* EXERCISE BRIEF *
Every line of the material that follows must be printed again exactly.

* MATERIAL TO PROCESS *
PR #428, opened 2025-06-19
Feature/mc 856 enhancement agent capability awareness

MCBarKar:
Implementation for: https://github.com/emcie-co/parlant/issues/423

Added capability awareness - the agent can now be aware of what capabilities (services to be offered) it has, even if it doesn't need to actively use them yet.

Added a section about capabilities the following prompts:
1. Message Generator
2. Utterance Selector
3. All Guideline Matching Batches

Also added tests for all of these modules.

Also added two additional small changes regarding the handling of journeys - 
1. An ARQ to the message generator that points at the next relevant journey step
2. Small clarification regarding returning to earlier journey steps in relevant cases.


CHANGELOG.md
```diff
@@ -10,6 +10,7 @@ All notable changes to Parlant will be documented here.
 - Add an improved support for tool parameter types: date, datetime, optional (bug fix) and lists of other allowed types
 - Add integration with MCP servers for tools (currently only tools, limited MCP types support)
 - Refactor UtteranceStore to be implemented as a VectorStore rather than a DocumentStore
+- Introduce Capability
```
kichanyurd: Change to `- Introduce agent capabilities feature`

src/parlant/api/capabilities.py
```diff
@@ -0,0 +1,385 @@
...
+    "tags": ["tag1", "tag2"],
+}
+
+
+class CapabilityDTO(
+    DefaultBaseModel,
+    json_schema_extra={"example": capability_example},
+):
+    """
+    A capability represents a functional feature or skill of the system.
```
kichanyurd: Change to "of the agent" instead of "of the system"

src/parlant/core/engines/alpha/engine.py
```diff
@@ -405,6 +407,9 @@ async def _initialize_response_state(
         # mostly on the current interaction history.
         context.state.glossary_terms.update(await self._load_glossary_terms(context))
 
+        # Load the relevant capabilities.
+        context.state.capabilities = list(await self._load_capabilities(context))
```
kichanyurd: Let's `safe_gather` both  glossary and capability loading

src/parlant/core/capabilities.py
```diff
@@ -0,0 +1,538 @@
...
+                await self._tag_association_collection.delete_one(
+                    filters={"id": {"$eq": tag_assoc["id"]}}
+                )
+
+    @override
+    async def find_relevant_capabilities(
+        self,
+        query: str,
+        available_capabilities: Sequence[Capability],
+        max_capabilities: int = 3,
```
kichanyurd: I think we can remove the default value here... Let everybody explicitly specify it

src/parlant/core/capabilities.py
```diff
@@ -0,0 +1,538 @@
...
+        self,
+        capability_id: CapabilityId,
+    ) -> None: ...
+
+    @abstractmethod
+    async def find_relevant_capabilities(
+        self,
+        query: str,
+        available_capabilities: Sequence[Capability],
+        max_capabilities: int = 3,
```
kichanyurd: Remove default value

src/parlant/core/capabilities.py
```diff
@@ -0,0 +1,538 @@
...
+    ) -> Sequence[Capability]:
+        if not available_capabilities:
+            return []
+
+        n_result = sum(
```
kichanyurd, line 475: This is a brilliant approach - but we must document right above it how and why this approach works (compared to just getting ALL the documents and sorting manually)

src/parlant/core/entity_cq.py
```diff
@@ -165,6 +170,43 @@ async def find_guideline_tool_associations(
...
+
+        result = await self._capability_store.find_relevant_capabilities(
+            query,
+            list(all_capabilities),
+            max_capabilities=3,
+        )
+
+        t_end = time.time()
+
+        logger.info(f"Find time {t_end - t_start}")
```
kichanyurd: Remove log + timestamp variables

src/parlant/core/engines/alpha/prompt_builder.py
```diff
@@ -321,6 +323,87 @@ def add_staged_events(
...
+                name=BuiltInSection.CAPABILITIES,
+                template="""
+Below are the capabilities available to you as an agent.
+You may inform the customer that you can assist them using these capabilities.
+If you choose to use any of them, additional details will be provided in your next response.
+Always prefer adhering to guidelines and relevant journey steps, before offering capabilities - only offer capabilities if you have no other instruction that's relevant for the current stage of the interaction.
+Be proactive and offer the most relevant capabilities—but only if they are likely to move the conversation forward.
+If multiple capabilities are appropriate, aim to present them all to the customer.
+If none of the capabilities address the current request of the customer - DO NOT MENTION THEM.
+When providing your full response, list offered capabilities under the "offered_services" key, and not under "factual_information_provided".
```
kichanyurd: @MCBarKar @mc-dorzo This line, referencing "offered_services" and "factual_information_provided" applies only to the heavy-duty message generator - not to the utterance selector. As such, it breaks an abstraction layer here.

Can we remove it? If not, let's specifically add this comment somewhere in the message generator file itself when building the prompt - not in the prompt builder itself.

src/parlant/core/engines/alpha/prompt_builder.py
```diff
@@ -321,6 +323,87 @@ def add_staged_events(
...
+###
+""",
+                props={"capabilities_string": capabilities_string},
+                status=SectionStatus.ACTIVE,
+            )
+        else:
+            self.add_section(
+                name=BuiltInSection.CAPABILITIES,
+                template="""
+When evaluating guidelines, you may sometimes be given capabilities to assist the customer beyond those dictated through guidelines and journeys.
```
kichanyurd, line 369: Do we have any ARQs in our completions that directly refer to capabilities? If not, I don't think we need to mention them in the prompt at all. So the entire `else:` section can just not add a section at all.

src/parlant/core/entity_cq.py
```diff
@@ -13,9 +13,11 @@
 # limitations under the License.
 
 from itertools import chain
+import time
```
kichanyurd: Remove import

src/parlant/core/engines/alpha/prompt_builder.py
kichanyurd: Another option is to pass another parameter `extra_instructions: list[str]` to `add_capabilities_for_message_generation`, so that only in `message_generator.py` we add it.

```python
def add_capabilities_for_message_generation(
        self,
        capabilities: Sequence[Capability],
        extra_instructions: list[str] = [],
    ) -> PromptBuilder:
```

In `message_generator.py`:
```python
builder.add_capabilities(
  capabilities,
  extra_instructions=['When providing your full response, list offered capabilities under the "offered_services" key, and not under "factual_information_provided".']
)
```

PR #476, opened 2025-08-06
Feature/mc-1058-support-invalid-data-in-overlapping-tools

HadarYosef1:
Small implementaion detail - I entered the check of valid data to the if of is_applicable because in overlapping we check is applicable before we evaluate the calls and not for each call  (do it per tool) , and calls and parameter_name can be None. We can discuss if its a good implementation but I think its ok for now 


MCBarKar:
@mc-dorzo @kichanyurd 
Good to go as far as I'm concerned. Just rebased it from develop.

* RESPONSE AREA *
PR #428, opened 2025-06-19
Feature/mc 856 enhancement agent capability awareness

MCBarKar:
Implementation for: https://github.com/emcie-co/parlant/issues/423

Added capability awareness - the agent can now be aware of what capabilities (services to be offered) it has, even if it doesn't need to actively use them yet.

Added a section about capabilities the following prompts:
1. Message Generator
2. Utterance Selector
3. All Guideline Matching Batches

Also added tests for all of these modules.

Also added two additional small changes regarding the handling of journeys - 
1. An ARQ to the message generator that points at the next relevant journey step
2. Small clarification regarding returning to earlier journey steps in relevant cases.


CHANGELOG.md
```diff
@@ -10,6 +10,7 @@ All notable changes to Parlant will be documented here.
 - Add an improved support for tool parameter types: date, datetime, optional (bug fix) and lists of other allowed types
 - Add integration with MCP servers for tools (currently only tools, limited MCP types support)
 - Refactor UtteranceStore to be implemented as a VectorStore rather than a DocumentStore
+- Introduce Capability
```
kichanyurd: Change to `- Introduce agent capabilities feature`

src/parlant/api/capabilities.py
```diff
@@ -0,0 +1,385 @@
...
+    "tags": ["tag1", "tag2"],
+}
+
+
+class CapabilityDTO(
+    DefaultBaseModel,
+    json_schema_extra={"example": capability_example},
+):
+    """
+    A capability represents a functional feature or skill of the system.
```
kichanyurd: Change to "of the agent" instead of "of the system"

src/parlant/core/engines/alpha/engine.py
```diff
@@ -405,6 +407,9 @@ async def _initialize_response_state(
         # mostly on the current interaction history.
         context.state.glossary_terms.update(await self._load_glossary_terms(context))
 
+        # Load the relevant capabilities.
+        context.state.capabilities = list(await self._load_capabilities(context))
```
kichanyurd: Let's `safe_gather` both  glossary and capability loading

src/parlant/core/capabilities.py
```diff
@@ -0,0 +1,538 @@
...
+                await self._tag_association_collection.delete_one(
+                    filters={"id": {"$eq": tag_assoc["id"]}}
+                )
+
+    @override
+    async def find_relevant_capabilities(
+        self,
+        query: str,
+        available_capabilities: Sequence[Capability],
+        max_capabilities: int = 3,
```
kichanyurd: I think we can remove the default value here... Let everybody explicitly specify it

src/parlant/core/capabilities.py
```diff
@@ -0,0 +1,538 @@
...
+        self,
+        capability_id: CapabilityId,
+    ) -> None: ...
+
+    @abstractmethod
+    async def find_relevant_capabilities(
+        self,
+        query: str,
+        available_capabilities: Sequence[Capability],
+        max_capabilities: int = 3,
```
kichanyurd: Remove default value

src/parlant/core/capabilities.py
```diff
@@ -0,0 +1,538 @@
...
+    ) -> Sequence[Capability]:
+        if not available_capabilities:
+            return []
+
+        n_result = sum(
```
kichanyurd, line 475: This is a brilliant approach - but we must document right above it how and why this approach works (compared to just getting ALL the documents and sorting manually)

src/parlant/core/entity_cq.py
```diff
@@ -165,6 +170,43 @@ async def find_guideline_tool_associations(
...
+
+        result = await self._capability_store.find_relevant_capabilities(
+            query,
+            list(all_capabilities),
+            max_capabilities=3,
+        )
+
+        t_end = time.time()
+
+        logger.info(f"Find time {t_end - t_start}")
```
kichanyurd: Remove log + timestamp variables

src/parlant/core/engines/alpha/prompt_builder.py
```diff
@@ -321,6 +323,87 @@ def add_staged_events(
...
+                name=BuiltInSection.CAPABILITIES,
+                template="""
+Below are the capabilities available to you as an agent.
+You may inform the customer that you can assist them using these capabilities.
+If you choose to use any of them, additional details will be provided in your next response.
+Always prefer adhering to guidelines and relevant journey steps, before offering capabilities - only offer capabilities if you have no other instruction that's relevant for the current stage of the interaction.
+Be proactive and offer the most relevant capabilities—but only if they are likely to move the conversation forward.
+If multiple capabilities are appropriate, aim to present them all to the customer.
+If none of the capabilities address the current request of the customer - DO NOT MENTION THEM.
+When providing your full response, list offered capabilities under the "offered_services" key, and not under "factual_information_provided".
```
kichanyurd: @MCBarKar @mc-dorzo This line, referencing "offered_services" and "factual_information_provided" applies only to the heavy-duty message generator - not to the utterance selector. As such, it breaks an abstraction layer here.

Can we remove it? If not, let's specifically add this comment somewhere in the message generator file itself when building the prompt - not in the prompt builder itself.

src/parlant/core/engines/alpha/prompt_builder.py
```diff
@@ -321,6 +323,87 @@ def add_staged_events(
...
+###
+""",
+                props={"capabilities_string": capabilities_string},
+                status=SectionStatus.ACTIVE,
+            )
+        else:
+            self.add_section(
+                name=BuiltInSection.CAPABILITIES,
+                template="""
+When evaluating guidelines, you may sometimes be given capabilities to assist the customer beyond those dictated through guidelines and journeys.
```
kichanyurd, line 369: Do we have any ARQs in our completions that directly refer to capabilities? If not, I don't think we need to mention them in the prompt at all. So the entire `else:` section can just not add a section at all.

src/parlant/core/entity_cq.py
```diff
@@ -13,9 +13,11 @@
 # limitations under the License.
 
 from itertools import chain
+import time
```
kichanyurd: Remove import

src/parlant/core/engines/alpha/prompt_builder.py
kichanyurd: Another option is to pass another parameter `extra_instructions: list[str]` to `add_capabilities_for_message_generation`, so that only in `message_generator.py` we add it.

```python
def add_capabilities_for_message_generation(
        self,
        capabilities: Sequence[Capability],
        extra_instructions: list[str] = [],
    ) -> PromptBuilder:
```

In `message_generator.py`:
```python
builder.add_capabilities(
  capabilities,
  extra_instructions=['When providing your full response, list offered capabilities under the "offered_services" key, and not under "factual_information_provided".']
)
```

PR #476, opened 2025-08-06
Feature/mc-1058-support-invalid-data-in-overlapping-tools

HadarYosef1:
Small implementaion detail - I entered the check of valid data to the if of is_applicable because in overlapping we check is applicable before we evaluate the calls and not for each call  (do it per tool) , and calls and parameter_name can be None. We can discuss if its a good implementation but I think its ok for now 


MCBarKar:
@mc-dorzo @kichanyurd 
Good to go as far as I'm concerned. Just rebased it from develop.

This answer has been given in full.